ABSTRACT

During the first year of the revolution, Syrians captured and circulated scenes of crimes against humanity. They believed that the world would come to their aid if only word could get out about the atrocities the regime was committing against its own people. They posted mangled bodies in extremis to YouTube and Facebook sites. Even though their atrocity images did not mobilize the international community, artists continued to work. Their picture and word stories began to deliver the intensity of raw emotion rather than the brute physical reality that had left the world numb or, worse, indifferent. It was not only the world that artist-activists were trying to move; it was also other Syrians. Numbness inside is dangerous: “The worst thing possible is to get used to terrible stories and not to react as I should because I had decided not to get sick” (Nasif 2015: 136). If it is not to fester, trauma must be communicated. But the question with time was how to communicate the event effectively? In a country like Syria where, for forty years, individual trauma was the unacknowledged norm, almost no-one spoke or wrote against the regime. The only exceptions to the rule of silence were a few who had spent time in the Asads’ prisons. Ghassan al-Jabai, Faraj Bairaqdar, Ibrahim Samuil, and Hasiba ‘Abd al-Rahman had found ways to turn their ordeals into words that evoked pain in the reader. When Bashar Asad ascended the throne in 2000, those prison classics began to circulate more widely than had ever before been possible. These writings inspired others to record their punishment for standing up to unjust power. They also provided testimonials of impossible survival and evidence of the state’s crimes against humanity. Sharing trauma

empowered many to write, paint, and make moving images that demonstrated how trauma was being transformed into resistance. After the eruption of the revolution, the experience of regime cruelty and its denunciation were no longer individual, but collective. Mass arrests during the 2011 demonstrations inspired new carceral narratives. Journalist Hanadi Zahlut’s 2014 book Ila ibnati [To My Daughter] recounts her weeks in solitary confinement at a security center and then months in the Adra and Mezze prisons.

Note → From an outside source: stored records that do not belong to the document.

Issue #1257, opened 2025-04-02
I wonder if we should add a utility method for `bigintSecondsToDate` and `dateToBigintSeconds`?


KillariDev:
I wonder if we should add a utility method for `bigintSecondsToDate` and `dateToBigintSeconds`?

_Originally posted by @MicahZoltu in https://github.com/DarkFlorist/TheInterceptor/pull/1248#discussion_r2022795593_

PR #1262, opened 2025-04-03
add bigintSecondsToDate and dateToBigintSeconds

KillariDev:
fix https://github.com/DarkFlorist/TheInterceptor/issues/1257

### DIFF
--- a/app/ts/background/simulationUpdating.ts
+++ b/app/ts/background/simulationUpdating.ts
@@ -1,6 +1,6 @@
 import { Interface, ethers } from 'ethers'
 import { EthereumClientService } from '../simulation/services/EthereumClientService.js'
-import { DEFAULT_BLOCK_MANIPULATION, appendTransactionToInputAndSimulate, calculateRealizedEffectiveGasPrice, createSimulationState, getAddressToMakeRich, getBaseFeeAdjustedTransactions, getNonceFixedSimulationStateInput, getSimulatedCode, getTokenBalancesAfterForTransaction, getWebsiteCreatedEthereumUnsignedTransactions, mockSignTransaction, simulationGasLeft, sliceSimulationState } from '../simulation/services/SimulationModeEthereumClientService.js'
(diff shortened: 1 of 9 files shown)


app/ts/background/simulationUpdating.ts
```diff
@@ -135,7 +135,7 @@ export const simulateGovernanceContractExecution = async (pendingTransaction: Pe
 			simulatedBlocks: [{
 				signedMessages: [],
 				stateOverrides: {},
-				blockTimestamp: new Date(parentBlock.timestamp.toTimeString() + 12 * 1000),
+				blockTimestamp: bigintSecondsToDate((dateToBigintSeconds(parentBlock.timestamp) + getBlockTimeManipulationSeconds(DEFAULT_BLOCK_MANIPULATION.deltaToAdd, DEFAULT_BLOCK_MANIPULATION.deltaUnit))),
```
MicahZoltu, line 138: I wonder if we should just store dates as seconds everywhere and only turn them into `Date` instances at the edges?  It seems silly to have code like `bigintSecondsToDate((dateToBigintSeconds(...`

app/ts/utils/bigint.ts
```diff
@@ -139,3 +139,11 @@ export function calculateWeightedPercentile(data: readonly { dataPoint: bigint,
 	const interpolation = (targetIndex - lowerWeight) / (upperWeight - lowerWeight)
 	return lowerValue.dataPoint + (upperValue.dataPoint - lowerValue.dataPoint) * interpolation
 }
+
+export const bigintSecondsToDate = (seconds: bigint) => {
+	if (seconds > Number.MAX_SAFE_INTEGER) throw new Error(`Too big seconds value: ${ seconds }`)
```
MicahZoltu, line 144: Suggest removing this restriction for a few reasons:
1. A very big number will just get rounded, and I don't think anyone will care that a date millions of years in the future is rounded by a second or two.
2. `new Date(Number.MAX_SAFE_INTEGER * 1000)` results in an error because the Date object can't handle dates that far in the future.
3. You are multiplying this by 1000 below, so this doesn't actually protect against rounding.
You could address each of these, but it doesn't seem worth it.  If you do want to address them, then I recommend figuring out what the max safe date seconds is and using that as a restriction instead.  https://stackoverflow.com/a/27093173 suggests max safe date **seconds** is `8,640,000,000,000` which is *way* below `MAX_SAFE_INTEGER`.

```suggestion
```
```suggestion
	if (seconds > 8640000000000n) throw new Error(`Too big seconds value: ${ seconds }`)
```

MicahZoltu (approved):

app/ts/background/simulationUpdating.ts
KillariDev: yeah, I added issue for this, it's better

app/ts/utils/bigint.ts
KillariDev: it protects cases where the seconds are just too big for some probably accidental reason, but yeah, we can make it more strict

The country was on fire, but the women she met at Adra had no idea what was happening outside the prison walls. When they heard that the new arrival had been arrested for participating in a demonstration, they were astonished. They could not believe that “dozens of women are detained, tortured behind bars and suffering for supporting the revolution, for cooking its power, for feeding it, for writing its diary and for binding its wounds” (Zahlut 2014: 50; my emphasis). Zahlut maintains that, even after over three years of generalized armed violence, the turmoil in the country is not a civil war, but is at its heart a revolution. Moreover, she insists on the key part that women have played, emphasizing the gender of their participation in her use of culinary and nursing figures of speech. After release, her brother pleads with her to return home to safety. Safety, however, is not her priority: Syrians have abandoned safety to “confront their fear and to revolt and I have to be with them. I shall long for my mother’s breast, I know . . . But I will not be me, I will be no more than my fear and my weakness” (Zahlut 2014: 99). What matters is the revolution and everyone’s commitment to keep it going and not the safe silence of the past. On the last page, we learn that Zahlut fled to Paris, but even from that distance she continues to believe in the revolution: “I am convinced that the torture will cease when you read our revolution carefully and you will learn from it” (Zahlut 2014: 109). The Syrian revolutionaries will have taught the world how to confront tyranny, sustain hope, and begin the long-delayed process of building a just society.